* _Problem_
Reproduce every record below, character by character.

========

PR #158, opened 2018-07-20
TITUS-895 Publish S3 upload size metrics with additional t.jobId and …

rickkw:
1. Enable titus.executor.S3Uploader.successfullyUploadedBytes metics
2. All titus-executor metrics are tagged with t.jobId and t.taskId by default
3. Additional tags can be enabled/disabled by fast properties titus.executor.enableDefaultTitusTags.  Default is true.

### DIFF
--- a/cmd/titus-executor/main.go
+++ b/cmd/titus-executor/main.go
@@ -28,6 +28,7 @@ func init() {
 }
 
 var logLevel string
+var enableDefaultTitusTags = true
 
 func setupLogging() {
 	switch logLevel {
@@ -49,6 +50,11 @@ var flags = []cli.Flag{
 		Name:        "titus.executor.logLevel",
 		Value:       "info",
 		Destination: &logLevel,
+	},
+	cli.BoolTFlag{
+		Name:        "titus.executor.enableDefaultTitusTags",
+		Destination: &enableDefaultTitusTags,
+		Usage:       "When enabled, titus-executor Atlas metrics are decorated with additional tags: t.jobId, t.taskId",
 	},
 }
 
@@ -88,7 +94,12 @@ func mainWithError(c *cli.Context, dockerCfg *docker.Config, cfg *config.Config)
 	case true:
 		m = metrics.Discard
 	default:
-		m = runner.NewReporter(metrics.New(ctx, log.StandardLogger(), tag.Defaults))
+		m = metrics.New(ctx, log.StandardLogger(), tag.Defaults)
+		if enableDefaultTitusTags {
+			// If fast property titus.executor.enableDefaultTitusTags is unset or set to true,
+			// wrap metrics.Reporter with runner.reporter that has default Atlas tags (t.jobId, t.taskId)
+			m = runner.NewReporter(m)
+		}
 		defer m.Flush()
 	}
 
--- a/cmd/titus-executor/main.go
+++ b/cmd/titus-executor/main.go
@@ -88,7 +88,7 @@ func mainWithError(c *cli.Context, dockerCfg *docker.Config, cfg *config.Config)
 	case true:
 		m = metrics.Discard
 	default:
-		m = metrics.New(ctx, log.StandardLogger(), tag.Defaults)
+		m = runner.NewReporter(metrics.New(ctx, log.StandardLogger(), tag.Defaults))
 		defer m.Flush()
 	}
 
--- a/executor/runner/runner.go
+++ b/executor/runner/runner.go
@@ -43,10 +43,11 @@ type task struct {
 // Runner maintains in memory state for the task runner
 type Runner struct { // nolint: maligned
 	// const:
-	metrics metrics.Reporter
-	runtime runtimeTypes.Runtime
-	config  config.Config
-	logger  *logrus.Entry
+	metrics   metrics.Reporter
+	runtime   runtimeTypes.Runtime
+	config    config.Config
+	dockerCfg *docker.Config
+	logger    *logrus.Entry
 
 	container *runtimeTypes.Container
 	watcher   *filesystems.Watcher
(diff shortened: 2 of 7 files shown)


executor/runner/runner.go
```diff
@@ -72,16 +73,17 @@ func New(ctx context.Context, m metrics.Reporter, logUploaders *uploader.Uploade
 	dockerRuntime := func(ctx context.Context, cfg config.Config) (runtimeTypes.Runtime, error) {
 		return docker.NewDockerRuntime(ctx, m, dockerCfg, cfg)
 	}
-	return WithRuntime(ctx, m, dockerRuntime, logUploaders, cfg)
+	return WithRuntime(ctx, m, dockerRuntime, logUploaders, cfg, &dockerCfg)
```
sargun: So, `dockerCfg` is supposed be Docker specific. Whereas WithRuntime, or runner.go is supposed to be container runtime agnostic.

sargun: `runner.go` is meant to be container runtime agnostic. `docker.Config` is specific to the Docker runtime. If there's a way we can avoid picking this up, that'd be ideal.

executor/runtime/docker/docker.go
```diff
@@ -165,10 +166,21 @@ func NewConfig() (*Config, []cli.Flag) {
...
+			Destination: &cfg.enableDefaultTitusTags,
+			Usage:       "When enabled, titus-executor Atlas metrics are decorated with additional tags, t.jobId, t.taskId",
+		},
 	}
 	return cfg, flags
 }
 
+// IsEnableDefaultTitusTags returns true if Atlas metrics should be tagged with additional tags
+// including t.jobId and t.taskId; return false otherwise
+func (c *Config) IsEnableDefaultTitusTags() bool {
```
sargun: This should really be in its own config. You can just make this a flag inside of the main.go for the titus-executor, and then submit a true / false to the NewRunner function.

executor/runner/runner.go
```diff
@@ -304,6 +307,21 @@ func (r *Runner) runContainer(ctx context.Context, startTime time.Time, updateCh
...
 }
 
+func (r *Runner) maybeSetDefaultTags() {
+	if r.dockerCfg.IsEnableDefaultTitusTags() {
+		// Initialize metrics.Reporter with default tags t.jobId and t.taskId
+		tagger, ok := r.metrics.(tagger)
+		if ok {
+			tags := map[string]string{
+				"t.jobId":  r.container.TitusInfo.TitusProvidedEnv["TITUS_JOB_ID"],
+				"t.taskId": r.container.TaskID,
```
sargun: You need to check if the `TITUS_JOB_ID` is there, otherwise do not set it.

executor/runner/runner.go
```diff
@@ -304,6 +307,21 @@ func (r *Runner) runContainer(ctx context.Context, startTime time.Time, updateCh
 	r.monitorContainer(ctx, startTime, statusChan, updateChan, details)
 }
 
+func (r *Runner) maybeSetDefaultTags() {
+	if r.dockerCfg.IsEnableDefaultTitusTags() {
+		// Initialize metrics.Reporter with default tags t.jobId and t.taskId
+		tagger, ok := r.metrics.(tagger)
```
sargun: I would do this cast at Runner initialization time, and not here.

executor/runner/runner.go
rickkw: docker.Config is already a parameter passed into the runner.New() function, so the Runner already knows about it.  I only pass that along into the runner.WithRuntime.  

Do you still want me to remove docker.Config from WithRuntime?  I can do it, but it won't address your comment about runner.go being agnostic of docker.Config.  Please let me know.

sargun: New uses  Docker.Config because it's the default runtime. It gets passed through to the Docker runtime, but the actual runner doesn't use it at all. We could remove it, and hoist that to a higher layer if we wanted to, but for now, please don't add additional dependencies.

========

* _Response to this task_
PR #158, opened 2018-07-20
TITUS-895 Publish S3 upload size metrics with additional t.jobId and …

rickkw:
1. Enable titus.executor.S3Uploader.successfullyUploadedBytes metics
2. All titus-executor metrics are tagged with t.jobId and t.taskId by default
3. Additional tags can be enabled/disabled by fast properties titus.executor.enableDefaultTitusTags.  Default is true.

### DIFF
--- a/cmd/titus-executor/main.go
+++ b/cmd/titus-executor/main.go
@@ -28,6 +28,7 @@ func init() {
 }
 
 var logLevel string
+var enableDefaultTitusTags = true
 
 func setupLogging() {
 	switch logLevel {
@@ -49,6 +50,11 @@ var flags = []cli.Flag{
 		Name:        "titus.executor.logLevel",
 		Value:       "info",
 		Destination: &logLevel,
+	},
+	cli.BoolTFlag{
+		Name:        "titus.executor.enableDefaultTitusTags",
+		Destination: &enableDefaultTitusTags,
+		Usage:       "When enabled, titus-executor Atlas metrics are decorated with additional tags: t.jobId, t.taskId",
 	},
 }
 
@@ -88,7 +94,12 @@ func mainWithError(c *cli.Context, dockerCfg *docker.Config, cfg *config.Config)
 	case true:
 		m = metrics.Discard
 	default:
-		m = runner.NewReporter(metrics.New(ctx, log.StandardLogger(), tag.Defaults))
+		m = metrics.New(ctx, log.StandardLogger(), tag.Defaults)
+		if enableDefaultTitusTags {
+			// If fast property titus.executor.enableDefaultTitusTags is unset or set to true,
+			// wrap metrics.Reporter with runner.reporter that has default Atlas tags (t.jobId, t.taskId)
+			m = runner.NewReporter(m)
+		}
 		defer m.Flush()
 	}
 
--- a/cmd/titus-executor/main.go
+++ b/cmd/titus-executor/main.go
@@ -88,7 +88,7 @@ func mainWithError(c *cli.Context, dockerCfg *docker.Config, cfg *config.Config)
 	case true:
 		m = metrics.Discard
 	default:
-		m = metrics.New(ctx, log.StandardLogger(), tag.Defaults)
+		m = runner.NewReporter(metrics.New(ctx, log.StandardLogger(), tag.Defaults))
 		defer m.Flush()
 	}
 
--- a/executor/runner/runner.go
+++ b/executor/runner/runner.go
@@ -43,10 +43,11 @@ type task struct {
 // Runner maintains in memory state for the task runner
 type Runner struct { // nolint: maligned
 	// const:
-	metrics metrics.Reporter
-	runtime runtimeTypes.Runtime
-	config  config.Config
-	logger  *logrus.Entry
+	metrics   metrics.Reporter
+	runtime   runtimeTypes.Runtime
+	config    config.Config
+	dockerCfg *docker.Config
+	logger    *logrus.Entry
 
 	container *runtimeTypes.Container
 	watcher   *filesystems.Watcher
(diff shortened: 2 of 7 files shown)


executor/runner/runner.go
```diff
@@ -72,16 +73,17 @@ func New(ctx context.Context, m metrics.Reporter, logUploaders *uploader.Uploade
 	dockerRuntime := func(ctx context.Context, cfg config.Config) (runtimeTypes.Runtime, error) {
 		return docker.NewDockerRuntime(ctx, m, dockerCfg, cfg)
 	}
-	return WithRuntime(ctx, m, dockerRuntime, logUploaders, cfg)
+	return WithRuntime(ctx, m, dockerRuntime, logUploaders, cfg, &dockerCfg)
```
sargun: So, `dockerCfg` is supposed be Docker specific. Whereas WithRuntime, or runner.go is supposed to be container runtime agnostic.

sargun: `runner.go` is meant to be container runtime agnostic. `docker.Config` is specific to the Docker runtime. If there's a way we can avoid picking this up, that'd be ideal.

executor/runtime/docker/docker.go
```diff
@@ -165,10 +166,21 @@ func NewConfig() (*Config, []cli.Flag) {
...
+			Destination: &cfg.enableDefaultTitusTags,
+			Usage:       "When enabled, titus-executor Atlas metrics are decorated with additional tags, t.jobId, t.taskId",
+		},
 	}
 	return cfg, flags
 }
 
+// IsEnableDefaultTitusTags returns true if Atlas metrics should be tagged with additional tags
+// including t.jobId and t.taskId; return false otherwise
+func (c *Config) IsEnableDefaultTitusTags() bool {
```
sargun: This should really be in its own config. You can just make this a flag inside of the main.go for the titus-executor, and then submit a true / false to the NewRunner function.

executor/runner/runner.go
```diff
@@ -304,6 +307,21 @@ func (r *Runner) runContainer(ctx context.Context, startTime time.Time, updateCh
...
 }
 
+func (r *Runner) maybeSetDefaultTags() {
+	if r.dockerCfg.IsEnableDefaultTitusTags() {
+		// Initialize metrics.Reporter with default tags t.jobId and t.taskId
+		tagger, ok := r.metrics.(tagger)
+		if ok {
+			tags := map[string]string{
+				"t.jobId":  r.container.TitusInfo.TitusProvidedEnv["TITUS_JOB_ID"],
+				"t.taskId": r.container.TaskID,
```
sargun: You need to check if the `TITUS_JOB_ID` is there, otherwise do not set it.

executor/runner/runner.go
```diff
@@ -304,6 +307,21 @@ func (r *Runner) runContainer(ctx context.Context, startTime time.Time, updateCh
 	r.monitorContainer(ctx, startTime, statusChan, updateChan, details)
 }
 
+func (r *Runner) maybeSetDefaultTags() {
+	if r.dockerCfg.IsEnableDefaultTitusTags() {
+		// Initialize metrics.Reporter with default tags t.jobId and t.taskId
+		tagger, ok := r.metrics.(tagger)
```
sargun: I would do this cast at Runner initialization time, and not here.

executor/runner/runner.go
rickkw: docker.Config is already a parameter passed into the runner.New() function, so the Runner already knows about it.  I only pass that along into the runner.WithRuntime.  

Do you still want me to remove docker.Config from WithRuntime?  I can do it, but it won't address your comment about runner.go being agnostic of docker.Config.  Please let me know.

sargun: New uses  Docker.Config because it's the default runtime. It gets passed through to the Docker runtime, but the actual runner doesn't use it at all. We could remove it, and hoist that to a higher layer if we wanted to, but for now, please don't add additional dependencies.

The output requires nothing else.